モスクワでクラシック音楽や日本の文学を学んだ後、2012年より日本へ渡る。東京藝術大学大学院美術研究科先端芸術表現領域博士後期課程修了。博士(美術)。
第 38 回写真の町東川賞 特別作家賞 受賞。「VOCA展2023」奨励賞 受賞。
著書に写真集『林檎が木から落ちるとき、音が生まれる』(torch press, 2016)、作品集『聴こえる、と風はいう』(Ecrit, 2022)。

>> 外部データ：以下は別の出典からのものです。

PR #4054, opened 2025-07-29
Suppress Options for Messages

lbwexler:
Hoist P/R Checklist
-------------------

**Pull request authors:** Review and check off the below. Items that do not apply can also be
checked off to indicate they have been considered. If unclear if a step is relevant, please leave
unchecked and note in comments.

- [X] Caught up with `develop` branch as of last change.
- [X] Added CHANGELOG entry, or determined not required.
- [X] Reviewed for breaking changes, added `breaking-change` label + CHANGELOG if so.
- [X] Updated doc comments / prop-types, or determined not required.
- [] Reviewed and tested on Mobile, or determined not required.
- [] Created Toolbox branch / PR, or determined not required.

**If your change is still a WIP**, please use the "Create draft pull request" option in the split
button below to indicate it is not ready yet for a final review.

> **Pull request reviewers:** when merging this P/R, please consider using a *squash commit* to
> collapse multiple intermediate commits into a single commit representing the overall feature
> change. This helps keep the commit log clean and easy to scan across releases. PRs containing a
> single commit should be *rebased* when possible.

PR #4624, opened 2026-08-26
Add message suppression feature with browser storage

### LINKED ISSUE #3890: Support `suppressOptions` argument to XH.confirm() and XH.alert()
FROM ATM

WDYT about adding an option to XH.confirm() that would include a standardized “don’t ask me again for this session” checkbox?
I’m imagining that arg could take a dev-defined key (arbitrary string) - something like suppressForSessionKey or snoozeForSessionKey as a cuter option.
Another option would be to take a PersistOptions object that would also support a more permanent snooze option via prefs or localStorage, but that gets a bit more complicated with a need to spec a suitable prompt and all that.

FROM LEE

maybe a `suppress: SuppressOpts` with 

key: string 
type?: 'session'|'localStorage'    (default session)
label?: string                                 (default something standard, sensitive to type)

lbwexler:
## Description

Adds a new `suppress` configuration option to `MessageSpec` that allows users to opt out of future copies of a message. When enabled, users see a "Don't show again" checkbox. If they confirm with the checkbox checked, their response is saved to browser storage and returned immediately by future calls with the same `messageKey`, bypassing the dialog entirely.

Closes #3890. Completes the earlier attempt in #4054.

### Core Features

- **`MessageSpec.suppress`**: New optional config (boolean or `MessageSuppressSpec` object) to enable message suppression.
- **`MessageSuppressSpec` interface**: Configuration object supporting:
    - `expiry`: Time (in ms) for the saved response to remain in effect, e.g. `30 * DAYS`. Default null suppresses indefinitely.
    - `storage`: `'local'` (default) or `'session'`. Specify `'session'` to suppress only for the lifetime of the current browser tab.
    - `label`: Custom checkbox label, auto-generated if omitted.
    - `initialValue`: Initial checkbox state (default false).
- **`MessageModel.getSuppressedResult()`**: Static check for a previously saved response, called before any dialog model is constructed.
- **Auto-generated labels**: Formatted from the configured scope and expiry, e.g. "Don't show again for 7 days", or "Don't show again in this tab" for session-scoped suppression.

### Implementation Details

- Suppressed responses are stored with an optional expiry timestamp and ignored once past it.
- `messageKey` is required whenever `suppress` is enabled - validated in the `MessageModel` constructor.
- `MessageSourceModel.message()` resolves immediately to a saved response, so no `MessageModel` is constructed and no already-open message sharing the key is disturbed.
- Desktop and mobile `Message` components both render the suppress checkbox via a form field.

### Documentation

- Updated JSDoc for `MessageSpec.messageKey` to note the suppression requirement.
- Added JSDoc for the `MessageSuppressSpec` interface.
- Updated `XH.message()` JSDoc to document suppression behavior.
- Added CHANGELOG entry describing the feature.

## Testing

Existing message dialog tests continue to pass. The feature is backward compatible - `suppress` is optional and defaults to disabled.

Manual testing should verify:

- Checkbox appears when `suppress` is enabled, and is absent otherwise.
- Confirmed responses are saved and returned by later calls with the same `messageKey`.
- Expiry timestamps prevent stale responses from being used.
- Session vs. local storage behavior works as configured.
- Auto-generated labels format correctly across expiry durations and both storage scopes.

A companion Toolbox change exercises the feature in the desktop Popups example (Other > Popups > Confirm > "with suppress").

## Checklist

- [x] Added CHANGELOG entry
- [x] Updated doc comments and type definitions
- [x] Reviewed for breaking changes (none - fully backward compatible)
- [x] Updated both Desktop and Mobile Message components
- [x] Validation added for required `messageKey` when suppression enabled


lbwexler:
@TomTirapani @amcclain  -- this seemed like a nice little piece of candy that dropped in relatively cleanly

CHANGELOG.md
```diff
@@ -16,8 +16,15 @@
 
 ### 🎁 New Features
 
+* Added new `MessageSpec.suppress` config for `XH.message()` and its `alert`, `confirm`, and
+  `prompt` variants. Set to `true` (or a config object) to offer users a "Don't show this message
```
amcclain, line 20: I don't mind it just being consistent and working across all messages, but it does seem a bit funny to allow it for `prompt` types.  Of course a dev would need to opt-in, so in the end I think we just leave it be and allow it.  Just talking it through here....

appcontainer/MessageModel.ts
```diff
@@ -168,4 +210,38 @@ export class MessageModel extends HoistModel {
...
+        const {suppress} = this,
+            {expiry} = suppress;
+        getSuppressStore(suppress).set(getSuppressKey(this.messageKey), {
+            value,
+            expiry: expiry ? Date.now() + expiry : null
+        });
+    }
+
+    // Humanized suppress expiry duration, expressed in the largest unit that divides it evenly.
+    private get suppressExpiryLabel(): string {
```
amcclain, line 224: Could consider `moment.duration().humanize()` but don't feel strongly

amcclain (approved):
Great - thanks for looping back on this and finishing it off!

Issue #4620, opened 2026-08-24
Data: unified calculated fields for Store and Cube View


lbwexler:
Captures the co-design of two converging efforts: the standing "calculated columns" project for Stores, and the lazy derived-fields alternative proposed in #4539 for Cube Views with global (pct-of-total style) aggregators. Evaluating them together showed ~80% shared machinery — one concept, shipped at two layers. Targeted for v88.

## Motivation

- **Stores**: applications want columns computed from a record's other fields without requiring them in source data or paying server round-trips.
- **Cube Views** (#4539): a single non-`dependsOnChildrenOnly` aggregator disqualifies an entire View from the incremental data-only update path — every tick pays a full generation, plus a near-full-breadth store/grid transaction when a shared denominator moves every row's value.

Both reduce to the same design: values computed lazily at read time via prototype getters on generated data classes, excluded from digest/equality contracts, with a repaint story for values whose inputs change outside their own row.

## The concept

`FieldSpec.calculatedFn` — one name at both layers, each declaring its own signature:

- **Store**: `(data, store) => any`
- **Cube** (`CubeFieldSpec`): `(row, aggContext) => any`

Values are read through prototype getters on a generated per-Store / per-View data class — the exposed-leaf getter-class technique from `RowDataGenerator` (#4586), generalized into `data/impl` and consumed by both layers.

Lazy getters rather than eager parse-time computation, for two reasons:

- `projectionOnly` stores never parse — adopted data can only carry computed values via getters. Cube-connected stores are exactly the ones pushed toward `projectionOnly`.
- Freshness by construction: a value whose inputs live outside its own row (a summary total, an aggregation-context memo) can change without the row itself changing. A getter is always current; a parse-time snapshot goes stale.

This is also how mature BI systems model such values — MDX/DAX calculated measures and Tableau table calculations are read-time expressions over eagerly-maintained aggregates; none implement pct-of-total as an aggregator.

## Store layer

Row-local computation plus store context. Notably, `store.summaryRecords` makes pct-of-total expressible with no Cube API at all when the View sets `includeRoot` + `loadRootAsSummary` — the denominator is O(1) at read and incrementally maintained upstream by the cube's existing `replace()` path:

```ts
{
    name: 'pctCommission',
    calculatedFn: (data, store) =>
        (data.commission / store.summaryRecords[0]?.data.commission) * 100
}
```

[...]

PR #4636, opened 2026-08-31
Data: unified calculated fields for Store and Cube View (#4620)

lbwexler:
Implements #4620 - `calculatedFn` fields at both data layers - plus the follow-on hardening that grew out of in-PR review, including a breaking change to connected-store configuration.

## Key changes

* **`FieldSpec.calculatedFn: (data, store) => any`** - Store fields computed on the client at read time via lazy prototype getters on record `data`. Never stored, parsed, or included in equality/digest comparisons; always current, even when inputs live outside the row (e.g. a `Store.summaryRecords` denominator). Read-only: bound grid columns are never editable and `modifyRecords()` throws.
* **`CubeFieldSpec.calculatedFn: (row, ctx) => any`** - the Cube-layer form, computed on View rows with the `AggregationContext`. Carries no aggregator, so pct-of-total-style Views retain the incremental data-only update path. `ctx.filteredRecords` is readable from these fns and always current (sourced lazily from `_records` or the patched leaf map, per update type).
* **Declarative freshness** - grids repaint calculated columns after each transaction; a `FieldFilter` on a calculated field upgrades incremental refilters to full; sorts on calculated columns are restored through the paced deferred-sort flush, including on empty (summary-only) syncs.
* 💥 **Connected stores are now always `projectionOnly`** - new `Store.connectView(view)` / `disconnectView()` encapsulate connected-store adoption (row digest, projection mode, calculated field name marking), called by the View on connect/`setStores`/query change/destroy. An explicit `projectionOnly: false` or `processRawData` on a connected store now throws - parse mode offered connected stores nothing that worked (`parseVal` is a no-op on typed view rows; `updateData` never applied `processRawData`). See the CHANGELOG entry and new `docs/upgrade-notes/v88-upgrade-notes.md`.
* **Generator symmetry** - Store record data generation (shared defaults/template plus the generated dense and projection classes carrying calculated getters) is extracted to `data/impl/RecordDataGenerator.ts`, mirroring the Cube's `RowDataGenerator` - parent `ViewRowData` rows are themselves now generated-class instances. Both generators consume the shared getter util `data/impl/FieldGetterSupport.ts` (the #4586 technique, generalized).

Follow-on filed: #4637 - reconcile connected store fields with the View's query fields, deleting the calc-name marking shim inside `connectView`.

Companion Toolbox branch/PR exercises the feature in the cube tester: `PctTotalAggregator` rewritten as a calculated field, no `editable`/`projectionOnly` config needed, and the projection A/B switch removed.

Hoist P/R Checklist
-------------------

- [x] Reviewed for breaking changes, added `breaking-change` label + CHANGELOG if so. (Connected-store `projectionOnly` enforcement - CHANGELOG breaking section + v88 upgrade notes.)
- [x] Updated doc comments / prop-types, or determined not required. (JSDoc throughout, plus `data/README.md` and `data/cube/README.md` sections.)
- [x] Reviewed and tested on Mobile, or determined not required. (Shared `GridModel`/`Store` machinery - no platform-specific code touched.)


lbwexler:
Superseded by #4638, which contains this PR's full history plus the #4637 follow-on work, now retargeted to develop as the single reviewable unit.

PR #4647, opened 2026-09-02
Inspector overhaul: standalone window, Watchlist, persistent memory stats, instance labels

lbwexler:
Overhauls the Hoist Inspector into a standalone developer tool that stays out of the app's way and keeps its context across reloads.

**Window**
- Activating the Inspector opens it straight into its own browser window, one per app tab (named and titled by `XH.tabId`), with top-level `Objects` and `Memory` tabs switched from the header. Closing the window deactivates the service; a blocked popup on reload deactivates with a toast.
- Tab button brings the owning app tab to the front (`InspectorModel.focusApp()`).

**Objects**
- Left-hand `All` grid of live instances plus a new `Watchlist` tab, replacing Favorites. Star any instance or property to add it to the Watchlist, where starred instances (top) and properties (bottom) stay in view regardless of selection or filters. Selecting a watched instance drives the Properties and Diagnostics detail tabs just like the All grid.
- Watchlist entries for instances with an `xhName` persist across reloads (placeholder rows until alive again); unnamed entries are keyed by `xhId` and last the page load.
- New `Anon` quick filter - unnamed instances hidden by default. Grid sorted by label, Sync column hidden by default.
- Properties: `Getters` toggle to auto-evaluate getters; `Log to console` and `Load all getters` move to the context menu. Throwing getters render their error rather than breaking the grid.
- `InstancesModel` split into `AllPanel`, `details/` (Properties, Diagnostics, shared `BasePropsModel`) and `watchlist/`.

**Memory**
- Last hour of stats persisted per browser tab, so the trend leading up to a reload survives it.
- Stats grid becomes a fixed-width side panel so the chart takes the remaining width; y-axis bands rebalanced.
- Force GC button, enabled when Chrome is launched with `--js-flags=--expose-gc`.

**Instance labels (framework)**
- `parseNameSource` labels HoistBase instances as `ClassName [xhName]`, or `ClassName [id]` when unnamed. An `xhName` matching the class name (services, `appModel`) marks a singleton and collapses to the bare class name. Inspector uses the same label via `formatInstanceLabel`.
- Dropped the bare id/name `xhName` fallback on `TabModel`, `FormModel` fields, `DashViewModel`, `DockViewModel` and `PageModel` - children of unnamed parents stay unnamed.

README and CHANGELOG updated. Verified live in Toolbox.


lbwexler:
@RyanMG @amcclain  -- think this solves a few of the problems we were running into when trying to troubleshoot with the inspector last week!   Hopefully the combined "watchlist" persistence and extra room make sense to you guys.

amcclain:
Still on my shortlist - I have a design brief I'm working on and will revert back here as soon as I have a chance to action it, should be a nice little side project for the weekend.

lbwexler:
@Anselm McClain ***@***.***> -- thanks for the update

PR #4652, opened 2026-09-02
Admin Console detail panels for Config, User Preferences, and JSON Blobs

amcclain:
Adds a read-only detail panel beside the Config, User Preferences, and JSON Blobs admin grids. The panel tracks grid selection and shows the full record, so the RestGrid editor dialog is now for editing only.

**What changed**

- **Shared `restDetailPanel`** (`admin/detail/`) - finds the enclosing `RestGridModel` from context, mirrors the selected record into a read-only `FormModel`, and provides the docked panel, persistence, and Edit button. Each tab supplies a `renderForm` callback of `formFieldSet`s.
- **Config** - panel shows all views of the value (Resolved / Instance / Database / Defaults) via the existing `configValue` tabs, opening on the most-derived. Notes render as Markdown. The editor dialog now opens JSON on the Database tab, drops the save-then-reopen workaround, and double-click is a no-op for read-only admins.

近年の主な個展に「Presence Takes Time」MtK Contemporary Art(京都、2025)、「On a Windy Path | 風の音が道になって」POST(東京、2024)、グループ展に「湖といえば、泳ぐ電子の軌跡」 MtK Contemporary Art (京都、2024)、「ここは未来のアーティストたちが眠る部屋となりえてきたか?」国立西洋美術館(東京、2024)、「新しいエコロジーとアート」東京藝術大学大学美術館(東京、2022)、「開館20周年記念展 Flower of Life 生命の花」 ヴァンジ彫刻庭園美術館(静岡、2022)、「FACES」SCAI PIRAMIDE(東京、2021)、「Land and Beyond | 大地の声をたどる」ポーラ ミュージアム アネックス(東京、2021)など。

執筆者プロフィール

金澤 韻(かなざわ・こだま)
ICA京都特別プロジェクト担当ディレクター。現代美術キュレーターとして国内外で多数の展覧会を企画。時代・社会の変化とともに変容する人々の認識と、私たちに精神的な困難をもたらすものを捉え、キュレーティングを通して問題解決の糸口を探る試みを行う。ニューメディアアート、インスタレーションから絵画・工芸まで幅広い表現領域のアーティストと協働し、しばしば創作的テキストを用いた実験的なキュレーティング手法を採る。東京芸術大学大学院美術研究科および英国王立芸術大学院大学(RCA)現代美術キュレーティングコース修了。熊本市現代美術館など公立美術館での12年の勤務を経て、2013年に独立。近年企画・参画した主な展覧会に「Art Rhizome Kyoto 逆旅京都」(京都市内10箇所、2024、2025)、Gangwon International Triennale (平昌、韓国、2024)、「インター+プレイ」(十和田市現代美術館、青森、2022)など。